The SEC23A gene is mapped to chromosome 14q21.1. The gene encodes a member of the SEC23 subfamily of the SEC23/SEC24 family. The SEC23A protein is found in the ribosomal-free transitional face of the endoplasmic reticulum (ER) and associated vesicles. The encoded protein plays an important role in the ER-Golgi protein trafficking by promoting the transport of secretory, plasma membrane, and vacuolar proteins from the endoplasmic reticulum to the Golgi complex. Mutation of the SEC23A gene causes Cranio-Lenticular-Sutural Dysplasia (CLSD), a novel autosomal recessive disorder.
The SEC23A gene comprises 19 coding exons, and spans approximately 77.7 kb in the genomic DNA. The encoded protein consists of 765 amino acids, and weighs 86.161 kDa. Mutations in this gene have been identified in patients with craniolenticulosutural dysplasia.

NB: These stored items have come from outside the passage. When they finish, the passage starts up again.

PR #355, opened 2024-03-15
[16.0][FIX] fs_storage: remove default protocol

sbidoul:
Since protocol is under server_environment control, it seems its default value takes priority over a value set in an XML record.

Since it does not really make much sense to create a storage backend without specifying the protocol, we remove the default value.


adrienpeiffer (approved):

sbidoul:
@lmignon ok with this?

lmignon (approved):

PR #357, opened 2024-04-05
[16] fs_storage : Allow to choose different method to check connection

florian-dacosta:
Since https://github.com/OCA/storage/pull/320,  in order to resolve some cache issues, the way to check connection did change and became mandatory (which was not the case before)

Now, a marker file is created on remote server which is then read each time we need to connect.
I did ran into some issues because of this on server with limited access rights.. (Not allowed to write in the remote server for instance).
Another issue is that some partners don't expect Odoo to send these kind of files (the marker files) and their system is not able to ignore it for instance.

I find this way quite intrusive, when connecting to remote server that are managed by external partners.
We could have to deal with a server with read-only access, and this is not possible anymore.

To solve this issue, I propose to give an option on the fs storage on how the connection should be checked.
By default, the mark file stuff is set, but you could choose or implement other methods it this one does not work for your case.

I did implement the one we had before (list file on the whole folder), but I think it is valid to implement still other methods if necessary.

@hparfr @lmignon @JordiMForgeFlow @sebalix @nilshamerlinck


JordiMForgeFlow:
For me it looks good to have the option to decide, I would just maybe recommend to add some description in the README on the implications of using each method.

florian-dacosta:
I am not sure we want to go into such detail in the README, but at least a help on the field to describe each option would be nice indeed

fs_storage/models/fs_storage.py
```diff
@@ -148,6 +148,14 @@ def __init__(self, env, ids=(), prefetch_ids=()):
...
         store=False,
     )
+    check_connection_method = fields.Selection(
+        [
+            ("marker_file", "Create Marker file"),
+            ("ls", "List File"),
+        ],
+        default="marker_file",
+        required=True,
+    )
```
lmignon, line 158: A user friendly description would be welcome.... Moreover I would make it not required...

lmignon (changes requested):
Thank you for this improvment @florian-dacosta . Can you add a paragraph into the `usage.rst` file to explain the check connection mechanism and when to use one or an other.

fs_storage/models/fs_storage.py
florian-dacosta: I put it required because we need a method to check the connection anyway. As there is a default value, it did not seems to be a problem to me.
If we do not put it as required, it means we go with the marker file method if empty and it just seems more hidden for the user.
On my side I don't really care actually

lmignon: A non required field will allow to ignore the check mechanism...

florian-dacosta: That is a good idea. Before the cache issue, the check was not done (it was only with manual button action_test_config) and it was not an issue in my use cases. The fact to check the connection before beeing able to interact with remote server is actually a new "cost" (in time) and it can be nice to make it optional indeed.

The only issue I see, is that in case we set it empty, the manual button `action_test_config` won't work either.
I think it is a shame, you may want to avoid the check mechanism each time you interact with the remote server but still be able to easily check all is fine manually.
Any idea to manage that ? We could force a method in this case but which ?... I'd go with the `ls` one which is less intrusive IMO but not sure it will be ok for every body.

I'll update the PR this way trying to be as clear as I can in the README about the impact of this field.
I guess I'll let the default in order to stay consistent with current behvior.

lmignon: @florian-dacosta The check button could open a wizard with the same selection field but required....

What we could do:

* define a method on the model to get the possible values for the `check_connection_method`
* modify the  `check_connection_method` field to get possible values from the new method
* define a new wizard to use to test the connection with a `check_connection_method` method field required that will get the possible value from the method on the `fs.storage` model
* replace the logic behind the `action_test_config` method to return a wizard...

What do you thing about?

florian-dacosta:
> For me it looks good to have the option to decide, I would just maybe recommend to add some description in the README on the implications of using each method.

Done @JordiMForgeFlow

fs_storage/wizards/fs_test_connection.py
```diff
@@ -0,0 +1,28 @@
+# License LGPL-3.0 or later (http://www.gnu.org/licenses/lgpl).
+
+from odoo import api, fields, models
+
+
+class FSTestConnection(models.Model):
```
JordiMForgeFlow: should be transient model

florian-dacosta: Oops indeed.
It is fixed

fs_storage/wizards/fs_test_connection.py
```diff
@@ -0,0 +1,28 @@
...
+    @api.model
+    def default_get(self, field_list):
+        res = super().default_get(field_list)
+        res["storage_id"] = self.env.context.get("active_id", False)
+        return res
+
+    def action_test_config(self):
+        return self.storage_id.with_context(
+            force_connection_method=self.check_connection_method
+        )._test_config()
```
lmignon: Why do you pass the forced method into the context? It could be an optional argument of the `test_config` method...

```suggestion
        return self.storage_id._test_config(force_check_method=self.check_connection_method)
```

JordiMForgeFlow (approved):

fs_storage/models/fs_storage.py
```diff
@@ -268,14 +284,29 @@ def _compute_options_properties(self) -> None:
...
+            self._marker_file_check_connection(fs)
+        elif check_connection_method == "ls":
+            self._ls_check_connection(fs)
         return True
 
+    def _check_connection(self, fs):
+        check_connection_method = self.check_connection_method or self.env.context.get(
+            "force_connection_method", ""
+        )
+        return self._check_connection_with_method(fs, check_connection_method)
```
lmignon: IMP We don't need to pass args via context
```suggestion
        return self._check_connection_with_method(fs, self.check_connection_method)
```

lmignon (changes requested):

fs_storage/wizards/fs_test_connection.py
florian-dacosta: It is because I did not want to pass an arg to `fs` property method. And connection is checked by calling the fs property...
And I did not especially want to change the way connection is checked.

fs_storage/models/fs_storage.py
florian-dacosta: The same method is used when connection is checked from the wizard, for a `fs.storage` with empty `check_connection_method`

fs_storage/wizards/fs_test_connection.py
lmignon: but you could also call
``` python
self.storage_id._check_connection_with_method(self.storage_id.fs, self.check_connection_method)
```
The same effect and no need to use the context to pass an args... I prefer explicit way to pass args...

fs_storage/models/fs_storage.py
lmignon: We don't need to use the context to pass args from wizard. We can directly call the `_check_connection_with_method` from the wizard.

fs_storage/wizards/fs_test_connection.py
florian-dacosta: Well yes, I could, this will then call `_check_connection_with_method` twice actually : 
Once because of `self.storage_id.fs`, which will call the `_check_connection_with_method` and the second time because we call it directly.
I don't want to duplicate the code of `_test_config` so it behave differently in case it is called from wizard or from a fs.storage with a `check_connection_method`configured...

Then I see 2 options if we really get rid of the context : 
1. Always call `_check_connection_with_method` in case of manual check, it will check twice if the fs.storage is configured to have a method but it is no big deal since it only happens on manual action (which is rarely done)
2. When checking the connection manually, we always open the wizard, even if the `check_connection_method` is set.
I would rather not, because it adds an extra step and it give the choice to choose a different `check_connection_method` in the wizard than the one configured on the `fs.storage`...

I also prefer explicit way to pass args, but it seemed like the easiest way to avoid too much code duplication/addition.

Anyway, I am not against the 1 I did a commit toward this way.

fs_storage/models/fs_storage.py
florian-dacosta: The call on `_test_config` instead of `_check_connection_with_method` from the wizard is there to use the same notification mechanism.

lmignon (approved):
Thank you for this great improvement. LGTM (Code review)

lmignon:
@JordiMForgeFlow can you take a look at last changes?

JordiMForgeFlow (approved):
It looks good to me 👍🏼

PR #360, opened 2024-04-16
[16.0][MIG-REF] storage_import_image_advanced -> fs_import_image_advanced, fs_import_image_advanced_thumbnail

ChrisOForgeFlow:
- Refactor from storage_import_image_advanced
- Change to use fs_storage and fs_product_multi_image as dependencies
- Fix test to use properly test class dependency
- Removed storage_id field, setup of model or fields is unique way to address fs in new model
- Removed thumbnail support, because module is not required by module fs_product_multi_image, added a new glue module 'fs_import_image_advanced_thumbnail' support to create automatic thumbnails when module fs_image_thumbnail is installed


AlexPForgeFlow:
can we reopen?

PR #189, opened 2020-04-01
Fix references to musl version

ggreif:
Git revision needs double-checking!

N.B.: `libc-bottom-half` still seems to refer to an older `musl`.

### DIFF
--- a/libc-top-half/musl/README
+++ b/libc-top-half/musl/README
@@ -20,4 +20,4 @@ Information on full musl-targeted compiler toolchains, system
 bootstrapping, and Linux distributions built on musl can be found on
 the project website:
 
-    http://www.musl-libc.org/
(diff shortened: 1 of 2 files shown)


libc-top-half/musl/README
```diff
@@ -20,4 +20,4 @@ Information on full musl-targeted compiler toolchains, system
 bootstrapping, and Linux distributions built on musl can be found on
 the project website:
 
-    http://www.musl-libc.org/
+    http://musl.libc.org/
```
ggreif, line 23: Should we switch to `https://`?
```suggestion
    https://musl.libc.org/
```

pchickey: Yes!

pchickey:
Thanks!

PR #197, opened 2020-05-23
Make mmap() possible to use in a conformant way

whitequark:
wasi-libc defines `MAP_SHARED_VALIDATE` as `MAP_SHARED|MAP_PRIVATE`: https://github.com/WebAssembly/wasi-libc/blob/86550c37ab14962233f73413ea0e0c0e57d056d7/libc-top-half/musl/include/sys/mman.h#L25-L27

POSIX [requires](https://pubs.opengroup.org/onlinepubs/9699919799/functions/mmap.html) either `MAP_SHARED` or `MAP_PRIVATE` to be specified: Screenshot_20200523_144435

Because `MAP_SHARED_VALIDATE` is not an unique bit flag, the current code makes it impossible to use `mmap()` in wasi-libc in a standards-conformant way.

For context, here's the rather sad [history](https://lwn.net/Articles/758594/) behind `MAP_SHARED_VALIDATE`.

### DIFF
--- a/libc-bottom-half/mman/mman.c
+++ b/libc-bottom-half/mman/mman.c
@@ -23,9 +23,10 @@ struct map {
 void *mmap(void *addr, size_t length, int prot, int flags,
            int fd, off_t offset) {
     // Check for unsupported flags.
-    if ((flags & MAP_FIXED) != 0 ||
+    if ((flags & (MAP_PRIVATE | MAP_SHARED)) == 0 ||
+        (flags & MAP_FIXED) != 0 ||
 #ifdef MAP_SHARED_VALIDATE
-        (flags & MAP_SHARED_VALIDATE) != 0 ||
+        (flags & MAP_SHARED_VALIDATE) == MAP_SHARED_VALIDATE ||
 #endif
 #ifdef MAP_NORESERVE
         (flags & MAP_NORESERVE) != 0 ||


pchickey:
This is a change to code we're using from musl, and I haven't heard of this flag or its history before, but just to check my understanding - this is a place where Linux decided to disobey the POSIX standard in a syscall ABI, and since we are not Linux we can switch to a representation that conforms to POSIX without breaking any user code, correct?

sunfishcode:
Thanks for finding and fixing this! It's possible I introduced this bug when I made a pass through the mmap documentation to collect unrecognized flags to check, but didn't retest afterwords. Since I should have done this before, I've now opened https://github.com/WebAssembly/wasi-sdk/pull/137 adding a basic testcase for this.

@pchickey Yes, this issue just concerns values defined by our musl-derived sys/mman.h, which is only used by userspace right now. A PR to change it to avoid using Linux's little trick would be welcome. I think the PR here is also valuable, either way, as it fixes the code to avoid making an implicit assumption about the headers.

whitequark:
> this is a place where Linux decided to disobey the POSIX standard in a syscall ABI

Strictly speaking POSIX leaves the beahavior with `MAP_PRIVATE|MAP_SHARED` undefined, so Linux does not violate the letter of POSIX. But it is very easy to make the case that it violates the spirit of POSIX. I personally think this trick is quite gross so you wouldn't see me defending it, I was just preserving whatever was in the codebase already.

whitequark:
> Thanks for finding and fixing this!

No problem, WASM solves a *lot* of my headache and I'm happy to spend time finding bugs in it if something doesn't work. All I ask in return is a release of `wasi-sdk` that wouldn't be many months off, so I can actually use the fixes :)

sbc100:
So an alternative to this patch would be to remove `MAP_SHARED_VALIDATE`  completely from our libc headers, since it is  linux specific?   Thus forcing downstream code to use only the POSIX flags.

On the other hand one could argue that we doing pure emulation here anyway so perhaps making an effort to emulate linux make more code work under wasi-libc?   Otherwise why emulate mmap at all.

pchickey:
@whitequark Allegedly the build scripting is now all un-bit-rotted so that a `wasi-sdk` release is pretty easy and just requires a little bit of manual work. I never went through the tribulations of yaml programming to make it fully automated on pushing a git tag, but we really should do them more often, so perhaps we can do one at the end of this week?

whitequark:
That would be wonderful.

pchickey:
The only additional behavior required of `MAP_SHARED_VALIDATE` is that we return EOPNOTSUPP if an unknown flag bit is set. We can emulate that easily enough if we choose to, so I guess the whole argument is whether we want to maximize the amount of code that works under wasi-libc, or stick to just POSIX. I lean towards maximizing how much code works, unless someone else has a strong opinion on this?

sunfishcode:
I agree; since mmap is a compatibility feature that users have to use `-D_WASI_EMULATED_MMAN` to opt into, I think it makes sense to support Linux (or any other platform) features, and not just POSIX.

whitequark:
Okay, should I implement it in this PR?

sunfishcode:
If you don't mind, a new PR for the header change would be good here.

whitequark:
Okay. Is there anything blocking this one?

sunfishcode:
Merged!

whitequark:
Thanks!

PR #199, opened 2020-05-29
Merge the basics component into libc-bottom-half.

sunfishcode:
We no longer have a need to maintain basics as a separate component.
Folding it into libc-bottom-half eliminates a fair amount of redundancy.

This follows up on the comment in #74 to remove the redundant crt1.c, and removes a lot of other redundant things too.


libc-bottom-half/cloudlibc/src/libc/stdlib/qsort.c
```diff
@@ -1,15 +0,0 @@
-// Copyright (c) 2015 Nuxi, https://nuxi.nl/
```
sbc100, line 1: Why is not needed anymore?

libc-bottom-half/sources/string.c
```diff
@@ -1,40 +0,0 @@
-#include <string.h>
-#include <stdint.h>
```
sbc100, line 2: Ditti.

libc-bottom-half/cloudlibc/src/libc/stdlib/qsort.c
sunfishcode: We use the "libc top half"'s `qsort, which is to say, musl's `qsort`.

libc-bottom-half/sources/string.c
sunfishcode: Ditti ditti :-).

libc-bottom-half/cloudlibc/src/libc/stdlib/qsort.c
sbc100: Gotcha

PR #203, opened 2020-06-11
New-style command support.

sunfishcode:
This enables [new-style command support]. Instead of calling
`__wasm_call_ctors` and `__wasm_call_dtors` directly, this lets
wasm-ld automatically call them.

And, this comments out a use of "protected" visibility, since
[WebAssembly doesn't support it].

[new-style command support]: https://reviews.llvm.org/D81689
[WebAssembly doesn't support it]: https://reviews.llvm.org/D81688

### DIFF
--- a/expected/wasm32-wasi/defined-symbols.txt
+++ b/expected/wasm32-wasi/defined-symbols.txt
@@ -276,6 +276,7 @@ _exit
 _flushlbf
 _initialize
 _start
+_start
 a64l
 abort
 abs
--- a/libc-bottom-half/cloudlibc/src/include/stdlib.h
+++ b/libc-bottom-half/cloudlibc/src/include/stdlib.h
@@ -139,8 +139,8 @@ void *calloc(size_t, size_t);
 div_t div(int, int) __pure2;
 double drand48(void);
 double erand48(__uint16_t *);
-_Noreturn void exit(int);
 #endif
+_Noreturn void exit(int);
 void free(void *);
 #ifdef __wasilibc_unmodified_upstream
 char *getenv(const char *);
--- a/libc-bottom-half/crt/crt1-command.c
+++ b/libc-bottom-half/crt/crt1-command.c
@@ -1,0 +1,18 @@
+#include <wasi/api.h>
+#include <stdlib.h>
+extern void __wasm_call_ctors(void);
+extern int __original_main(void);
+extern void __wasm_call_dtors(void);
+
+__attribute__((export_name("_start")))
+void _start(void) {
+    // Call `__original_main` which will either be the application's zero-argument
+    // `__original_main` function or a libc routine which calls `__main_void`.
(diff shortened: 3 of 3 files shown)


libc-top-half/musl/src/internal/stdio_impl.h
```diff
@@ -89,9 +89,11 @@ hidden int __towrite(FILE *);
 hidden void __stdio_exit(void);
 hidden void __stdio_exit_needed(void);
 
+#ifdef __wasilibc_unmodified_upstream // wasm has no "protected" visibility
```
sbc100, line 92: separate change?

libc-bottom-half/crt/crt1.c
```diff
@@ -2,23 +2,17 @@
 extern void __wasm_call_ctors(void);
 extern int __original_main(void);
 extern void __wasm_call_dtors(void);
+_Noreturn void exit(int);
```
sbc100, line 5: Since this is public API can you just include unistd instead?

libc-top-half/musl/src/internal/stdio_impl.h
sunfishcode: Separated out into its own PR now: https://github.com/WebAssembly/wasi-libc/pull/204

libc-bottom-half/crt/crt1.c
sunfishcode: Done.

sunfishcode:
This currently depends on wasm-ld having https://reviews.llvm.org/D81689 in it. Since we're just now dropping support for LLVM 8.0, we'll need to think more about how to manage compatibility here.

sbc100:
Should we tag/branch for each major llvm release that we support?

sunfishcode:
Branch/tag sounds difficult if these live a long time and we end up having to backport patches to all the branches.

I'm thinking about moving the crt1.c in this PR to crt1-command.c, and restoring the previous crt1.c, so that one libc can support both old and new styles -- the compiler driver would be able to pick which one it wants. I'll investigate this in more detail after https://reviews.llvm.org/D81689 lands.

sunfishcode:
https://reviews.llvm.org/D81689 has now landed, and I've now made the change to preserve the existing crt1.c and move the new one into crt1-command.c so that one WASI libc build can support both modes, to avoid the need to depend on the LLVM version.

expected/wasm32-wasi/defined-symbols.txt
```diff
@@ -276,6 +276,7 @@ _exit
 _flushlbf
 _initialize
 _start
+_start
```
whitequark, line 279: Why does `_start` appear twice now?

sunfishcode: It's defined in crt1.o and crt1-reactor.o. Programs will only use one or the, but the script which generates defined-symbols.txt doesn't know that.

PR #219, opened 2020-10-05
CI: use $GITHUB_PATH,ENV rather than add-path, set-env

pchickey:
In accordance with this advisory it's recommended we move to a
different scheme of setting env vars and updating PATH:

https://github.blog/changelog/2020-10-01-github-actions-deprecating-set-env-and-add-path-commands/


sunfishcode:
Thanks!

sbc100 (commented):
Seems like a better way of doing things... magical strings in stdout always seemed a bit odd to me.

pchickey:
indeed, and in the process of fixing this in another repo i learned those magic strings even count in the commit message's first line, and crash CI if they're malformed :upside_down_face:

PR #221, opened 2020-10-08
Don't truncate directory cookies in `seekdir`/`telldir`

sunfishcode:
POSIX unfortunately requires the return type of `telldir` to be `long`, which is 32 bits on wasm32-wasi, so it isn't big enough to hold an actual directory cookie on WASI, which is 64 bits. For POSIX compatibility, add an indirection table in `dirent` so that `telldir` can return indices into the table rather than the actual cookies.

To accompany this change, add a `d_loc` field to the public `dirent`, which is similar to the traditional `d_off` field, except unlike `d_off` it's not tied to `seekdir`/`telldir` so it avoids the POSIX requirement that it have type `long`, and add a `__wasilibc_seekdir` interface to allow programs wishing to specialize for WASI to avoid the overhead of the indirection table.

This also adds a `d_namlen` field to the public `dirent` struct, which in addition to the changes above, allow it to match the layout of the raw WASI `dirent` struct, making the code simpler. This should also help avoid the need to call `strlen` on the `d_name` field in some situations.

### DIFF
--- a/expected/wasm32-wasi/defined-symbols.txt
+++ b/expected/wasm32-wasi/defined-symbols.txt
@@ -260,6 +260,7 @@ __wasilibc_open_nomode
 __wasilibc_openat_nomode
 __wasilibc_register_preopened_fd
 __wasilibc_rmdirat
+__wasilibc_seekdir
 __wasilibc_tell
 __wasilibc_unlinkat
 __wasm_call_dtors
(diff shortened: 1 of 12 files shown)


sunfishcode:
This has been a useful experiment in what it would take to support `seekdir` and `telldir` correctly, however these functions are so rarely used, and not a good fit for modern filesystems anyway, so it now seems better to just remove `seekdir` and `telldir` directly.

PR #226, opened 2020-12-08
Use override when adding to WASM_CFLAGS

abbec:
This seems to be the intended use case of having `WASM_CFLAGS ?=` at the
top of the Makefile. Otherwise, if WASM_CFLAGS is set on the command
line, flags like `--sysroot` are not added (See
https://www.gnu.org/software/make/manual/make.html#Override-Directive).

Now, with `override` the values are instead appended to whatever is
provided on the command line, or the default.

### DIFF
--- a/Makefile
+++ b/Makefile
@@ -184,21 +184,21 @@ LIBC_TOP_HALF_ALL_SOURCES = \
     $(shell find $(LIBC_TOP_HALF_SOURCES) -name \*.c)
 
 # Set the target.
-WASM_CFLAGS += --target=$(TARGET_TRIPLE)
+CFLAGS = $(WASM_CFLAGS) --target=$(TARGET_TRIPLE)
 # WebAssembly floating-point match doesn't trap.
 # TODO: Add -fno-signaling-nans when the compiler supports it.
-WASM_CFLAGS += -fno-trapping-math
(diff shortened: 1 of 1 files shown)


sbc100:
It looks like there are a few other places in this file where we do WASM_CFLAGS.  See `MUSL_PRINTSCAN_OBJS` on 338. 

I wonder if it would make more sense to rename this to variable to just `CFLAGS` and initialize it as:

`CFLAGS = $(WASM_CFLAGS) --sysroot="$(SYSROOT)"`

abbec:
Ah, yeah you are right. Yeah it seems like a better solution to just use another flag for it instead, I just thought it was kinda unexpected behavior that overriding `WASM_CFLAGS` on the command line overwrote the value completely, not just the defaults.

abbec:
I made sure to put `override` in all places at least but I am also happy to rename the variable if we want that.

sbc100:
I find the second variable approach to be a little more aesthetically pleasing that scattering override everywhere... and it should help reduce the excessive line lengths.   WDYT?

abbec:
Yeah, I prefer that too, will fix! 🙂

abbec:
Done!

sbc100 (approved):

Boyadjiev et al. (2003) performed a genome-wide scan in a Saudi family of Bedouin descent with 21 members including five males and one female diagnosed with craniolenticulosutural dysplasia. All affected members were homozygous for a 7.26 Mb region between markers D14S1014 and D14S306 on chromosome 14q13-q21. Boyadjiev et al. (2003) performed sequence analysis of the PAX9 gene, but found no mutations. In a subsequent study, Boyadjiev et al. (2006) analyzed 47 genes in the candidate chromosomal region by direct sequencing of cDNA. A homozygous missense 1144T>C transition (p.F382L) in exon 10 of the SEC23A gene was observed in all affected patients. The mutation, which involved a residue that is invariably conserved in at least 10 species, was not present in 600 control chromosomes. The mutation results in defective COPII-mediated endoplasmic reticulum export of the secretory proteins required for normal morphogenesis accounts for CLSD. Liposome-binding assays and cell-free vesicle budding assays showed that SEC23A with the p.F382L substitution could bind SAR1B and SEC24D and could bind membranes, but it was defective in its function in vesicle budding. Boyadjiev et al. (2006) suggested that disrupted endoplasmic reticulum export of secretory proteins required for normal morphogenesis accounts for CLSD. At a much later time, Boyadjiev et al. (2011) reported a 4.5-year-old boy with facial features characteristic of CLSD, but had different eye phenotypes. They identified heterozygosity for a paternally inherited missense mutation transition in the SEC23A gene (c.2104A>G) resulting in a p.M702V substitution at a residue that is invariably conserved in all higher eukaryotes. The M702V mutation was not present in 372 Caucasian control chromosomes. No mutations were identified in the coding region or 5-prime or 3-prime UTR of maternal SEC23A, and SNP and RT-PCR analysis excluded deletion of the maternal allele. RT-PCR DNA sequencing of the SEC23B, SEC31A, and SEC13 genes revealed no mutations. Cultured skin fibroblasts from the patient showed a severe secretion defect of collagen with enlarged endoplasmic reticulum (ER); milder collagen secretion defects and ER distention were present in fibroblasts from the clinically unaffected father, indicating that an additional mutation was present in the proband. This observation prompted Boyadjiev et al. (2011) to suggest that digenic inheritance might be involved in CLSD.